• WHAT THE EXERCISE ASKS
Please find every line of the listing below where "headers" occurs and copy it.

• DATA TO USE

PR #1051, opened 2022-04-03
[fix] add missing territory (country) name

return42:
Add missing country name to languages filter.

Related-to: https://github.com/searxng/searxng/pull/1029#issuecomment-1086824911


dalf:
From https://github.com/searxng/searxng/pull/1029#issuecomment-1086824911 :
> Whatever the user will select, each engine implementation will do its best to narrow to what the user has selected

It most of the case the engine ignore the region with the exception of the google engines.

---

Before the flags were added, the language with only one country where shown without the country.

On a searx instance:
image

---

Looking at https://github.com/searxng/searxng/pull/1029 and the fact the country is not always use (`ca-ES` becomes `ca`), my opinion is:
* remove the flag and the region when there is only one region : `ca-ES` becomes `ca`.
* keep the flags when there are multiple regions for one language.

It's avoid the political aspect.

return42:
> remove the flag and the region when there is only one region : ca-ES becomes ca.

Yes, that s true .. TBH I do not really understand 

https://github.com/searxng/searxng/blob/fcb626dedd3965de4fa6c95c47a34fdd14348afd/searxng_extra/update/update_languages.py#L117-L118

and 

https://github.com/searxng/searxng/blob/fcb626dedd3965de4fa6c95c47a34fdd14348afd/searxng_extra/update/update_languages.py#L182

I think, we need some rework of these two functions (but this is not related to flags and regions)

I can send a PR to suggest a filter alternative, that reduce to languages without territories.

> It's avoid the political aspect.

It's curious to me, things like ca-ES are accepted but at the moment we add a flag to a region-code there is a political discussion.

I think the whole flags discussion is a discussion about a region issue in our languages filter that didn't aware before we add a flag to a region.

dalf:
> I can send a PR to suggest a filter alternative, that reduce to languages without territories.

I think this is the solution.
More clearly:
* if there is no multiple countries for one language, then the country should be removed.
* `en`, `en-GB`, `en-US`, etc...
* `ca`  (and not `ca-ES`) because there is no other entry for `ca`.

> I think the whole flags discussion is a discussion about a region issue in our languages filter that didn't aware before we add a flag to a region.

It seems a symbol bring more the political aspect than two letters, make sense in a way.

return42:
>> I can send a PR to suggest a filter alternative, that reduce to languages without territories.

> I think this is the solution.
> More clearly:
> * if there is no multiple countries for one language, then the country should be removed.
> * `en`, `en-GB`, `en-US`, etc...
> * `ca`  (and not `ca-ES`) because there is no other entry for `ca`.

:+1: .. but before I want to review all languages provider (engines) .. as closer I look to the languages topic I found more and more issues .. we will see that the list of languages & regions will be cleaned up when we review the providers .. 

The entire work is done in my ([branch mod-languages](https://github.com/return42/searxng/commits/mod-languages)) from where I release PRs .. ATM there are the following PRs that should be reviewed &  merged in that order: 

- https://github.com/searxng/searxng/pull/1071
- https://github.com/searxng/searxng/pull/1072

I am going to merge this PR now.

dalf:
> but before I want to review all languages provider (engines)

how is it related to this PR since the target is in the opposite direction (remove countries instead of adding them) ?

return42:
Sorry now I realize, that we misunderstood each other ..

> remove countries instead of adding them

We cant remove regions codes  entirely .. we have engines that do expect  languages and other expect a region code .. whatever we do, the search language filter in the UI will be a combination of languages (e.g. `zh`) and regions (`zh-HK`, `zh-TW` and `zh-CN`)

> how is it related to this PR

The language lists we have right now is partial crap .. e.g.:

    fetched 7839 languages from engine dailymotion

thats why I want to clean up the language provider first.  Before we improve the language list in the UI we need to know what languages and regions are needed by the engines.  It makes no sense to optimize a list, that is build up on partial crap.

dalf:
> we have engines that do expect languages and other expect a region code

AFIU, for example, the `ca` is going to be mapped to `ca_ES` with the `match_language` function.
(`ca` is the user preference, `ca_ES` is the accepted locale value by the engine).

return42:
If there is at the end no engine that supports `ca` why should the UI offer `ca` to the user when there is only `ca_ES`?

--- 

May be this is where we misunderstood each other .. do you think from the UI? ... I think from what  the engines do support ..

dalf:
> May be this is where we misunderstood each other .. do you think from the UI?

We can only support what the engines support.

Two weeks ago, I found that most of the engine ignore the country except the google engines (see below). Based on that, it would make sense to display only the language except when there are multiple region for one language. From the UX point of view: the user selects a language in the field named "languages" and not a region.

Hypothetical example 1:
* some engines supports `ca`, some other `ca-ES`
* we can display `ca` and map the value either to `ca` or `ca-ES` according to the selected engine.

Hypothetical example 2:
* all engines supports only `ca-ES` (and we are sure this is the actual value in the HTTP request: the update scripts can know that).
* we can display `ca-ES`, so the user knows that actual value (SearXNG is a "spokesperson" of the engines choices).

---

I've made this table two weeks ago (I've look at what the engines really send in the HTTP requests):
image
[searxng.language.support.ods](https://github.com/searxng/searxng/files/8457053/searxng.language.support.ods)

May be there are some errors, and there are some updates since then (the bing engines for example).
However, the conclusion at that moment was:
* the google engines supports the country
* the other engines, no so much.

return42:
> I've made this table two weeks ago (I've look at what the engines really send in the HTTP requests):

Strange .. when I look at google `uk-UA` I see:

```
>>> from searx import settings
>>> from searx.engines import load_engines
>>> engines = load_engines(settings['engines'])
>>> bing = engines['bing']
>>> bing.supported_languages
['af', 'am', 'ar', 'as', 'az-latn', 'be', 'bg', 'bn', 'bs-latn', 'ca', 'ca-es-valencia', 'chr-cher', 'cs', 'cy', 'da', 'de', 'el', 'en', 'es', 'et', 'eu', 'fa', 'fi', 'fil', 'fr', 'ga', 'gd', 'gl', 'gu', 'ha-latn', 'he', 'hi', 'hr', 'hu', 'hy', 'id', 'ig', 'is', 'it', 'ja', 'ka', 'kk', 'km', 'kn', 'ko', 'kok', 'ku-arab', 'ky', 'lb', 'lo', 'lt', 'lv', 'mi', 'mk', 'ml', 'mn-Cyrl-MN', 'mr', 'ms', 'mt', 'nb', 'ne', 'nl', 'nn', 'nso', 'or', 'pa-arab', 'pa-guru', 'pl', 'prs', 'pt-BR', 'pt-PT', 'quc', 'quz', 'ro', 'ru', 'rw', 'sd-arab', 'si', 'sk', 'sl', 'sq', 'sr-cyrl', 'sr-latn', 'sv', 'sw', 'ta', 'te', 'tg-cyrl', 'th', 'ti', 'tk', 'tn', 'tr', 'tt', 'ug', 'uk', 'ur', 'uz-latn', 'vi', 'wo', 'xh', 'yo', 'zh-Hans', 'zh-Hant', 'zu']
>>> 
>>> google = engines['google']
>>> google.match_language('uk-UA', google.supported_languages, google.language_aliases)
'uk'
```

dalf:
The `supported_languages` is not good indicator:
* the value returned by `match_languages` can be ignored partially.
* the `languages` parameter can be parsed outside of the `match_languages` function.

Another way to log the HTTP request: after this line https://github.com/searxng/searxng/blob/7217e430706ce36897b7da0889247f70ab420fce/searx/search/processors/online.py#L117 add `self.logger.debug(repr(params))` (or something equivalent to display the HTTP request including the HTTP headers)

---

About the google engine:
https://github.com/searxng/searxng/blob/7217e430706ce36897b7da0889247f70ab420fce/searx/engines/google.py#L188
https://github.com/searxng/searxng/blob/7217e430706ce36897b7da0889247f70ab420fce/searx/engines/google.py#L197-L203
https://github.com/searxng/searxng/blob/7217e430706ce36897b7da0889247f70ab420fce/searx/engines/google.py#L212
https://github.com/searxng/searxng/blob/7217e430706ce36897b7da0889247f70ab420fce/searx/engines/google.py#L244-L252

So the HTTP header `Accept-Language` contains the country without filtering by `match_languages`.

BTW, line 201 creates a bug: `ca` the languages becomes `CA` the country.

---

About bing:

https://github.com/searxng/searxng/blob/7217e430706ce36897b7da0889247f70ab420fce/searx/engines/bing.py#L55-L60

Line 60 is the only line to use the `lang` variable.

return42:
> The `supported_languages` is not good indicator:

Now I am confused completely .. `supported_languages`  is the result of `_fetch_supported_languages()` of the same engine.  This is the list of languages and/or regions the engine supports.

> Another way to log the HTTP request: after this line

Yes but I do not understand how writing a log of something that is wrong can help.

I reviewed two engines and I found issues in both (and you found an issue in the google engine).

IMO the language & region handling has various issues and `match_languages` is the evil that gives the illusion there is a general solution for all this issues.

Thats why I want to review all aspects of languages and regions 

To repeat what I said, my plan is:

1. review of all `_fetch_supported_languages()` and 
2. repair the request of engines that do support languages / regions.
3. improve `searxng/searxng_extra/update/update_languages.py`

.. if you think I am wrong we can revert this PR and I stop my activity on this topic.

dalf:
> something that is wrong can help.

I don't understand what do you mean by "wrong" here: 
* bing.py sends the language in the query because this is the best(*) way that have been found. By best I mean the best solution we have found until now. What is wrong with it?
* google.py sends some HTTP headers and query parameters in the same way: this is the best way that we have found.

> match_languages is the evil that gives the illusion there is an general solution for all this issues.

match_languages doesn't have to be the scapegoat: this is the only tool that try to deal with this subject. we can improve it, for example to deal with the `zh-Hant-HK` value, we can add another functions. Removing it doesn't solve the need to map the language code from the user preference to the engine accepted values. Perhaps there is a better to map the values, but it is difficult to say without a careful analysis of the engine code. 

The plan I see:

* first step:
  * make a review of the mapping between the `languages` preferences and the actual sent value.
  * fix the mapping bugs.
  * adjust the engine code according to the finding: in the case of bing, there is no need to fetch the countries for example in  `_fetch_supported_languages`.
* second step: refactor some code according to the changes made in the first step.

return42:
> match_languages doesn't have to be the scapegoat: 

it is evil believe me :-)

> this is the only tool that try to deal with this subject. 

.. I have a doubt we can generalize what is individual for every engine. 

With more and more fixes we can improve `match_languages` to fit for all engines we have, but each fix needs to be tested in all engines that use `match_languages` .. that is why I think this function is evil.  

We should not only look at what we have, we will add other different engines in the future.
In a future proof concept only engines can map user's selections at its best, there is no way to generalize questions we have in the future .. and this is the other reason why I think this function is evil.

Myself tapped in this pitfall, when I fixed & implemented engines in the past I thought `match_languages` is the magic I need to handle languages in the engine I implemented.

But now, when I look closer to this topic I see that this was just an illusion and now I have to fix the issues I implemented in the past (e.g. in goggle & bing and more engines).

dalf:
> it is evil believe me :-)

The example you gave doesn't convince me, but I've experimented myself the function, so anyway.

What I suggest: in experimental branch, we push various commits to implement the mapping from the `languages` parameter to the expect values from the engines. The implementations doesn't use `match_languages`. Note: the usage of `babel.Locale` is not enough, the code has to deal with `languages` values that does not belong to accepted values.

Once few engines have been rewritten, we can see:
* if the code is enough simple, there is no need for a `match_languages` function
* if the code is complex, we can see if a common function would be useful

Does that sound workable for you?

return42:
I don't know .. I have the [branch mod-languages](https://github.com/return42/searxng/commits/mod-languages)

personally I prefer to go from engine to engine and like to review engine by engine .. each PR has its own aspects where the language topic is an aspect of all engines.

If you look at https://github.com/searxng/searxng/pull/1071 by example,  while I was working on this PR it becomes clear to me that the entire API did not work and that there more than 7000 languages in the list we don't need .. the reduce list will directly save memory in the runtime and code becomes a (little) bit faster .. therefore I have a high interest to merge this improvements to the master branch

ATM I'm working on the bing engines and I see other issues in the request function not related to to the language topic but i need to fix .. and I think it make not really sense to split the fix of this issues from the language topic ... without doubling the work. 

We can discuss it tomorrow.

• EXERCISE ANSWER
Another way to log the HTTP request: after this line https://github.com/searxng/searxng/blob/7217e430706ce36897b7da0889247f70ab420fce/searx/search/processors/online.py#L117 add `self.logger.debug(repr(params))` (or something equivalent to display the HTTP request including the HTTP headers)
* google.py sends some HTTP headers and query parameters in the same way: this is the best way that we have found.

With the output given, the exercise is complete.